_YOUR INSTRUCTIONS:_
Your response needs to be the data below, retyped exactly.

_RECORD SET:_
►
PR #365, opened 2021-01-22
.github: Self-testing tasks workflow

Gundersanne:


.github/workflows/tests.yml
```diff
@@ -27,13 +27,74 @@ jobs:
       - name: Rebase to current master
         run: git rebase origin/master
 
+      - name: Prepare
+        run: |
+          # # override GitHub's bind mount from host, we don't want anything from there and it interferes with ssh
+          # export HOME=$(getent passwd $(id -u) | cut -f6 -d:)
```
◄
_WRITTEN SOLUTION:_
PR #365, opened 2021-01-22
.github: Self-testing tasks workflow

Gundersanne:


.github/workflows/tests.yml
```diff
@@ -27,13 +27,74 @@ jobs:
       - name: Rebase to current master
         run: git rebase origin/master
 
+      - name: Prepare
+        run: |
+          # # override GitHub's bind mount from host, we don't want anything from there and it interferes with ssh
+          # export HOME=$(getent passwd $(id -u) | cut -f6 -d:)
```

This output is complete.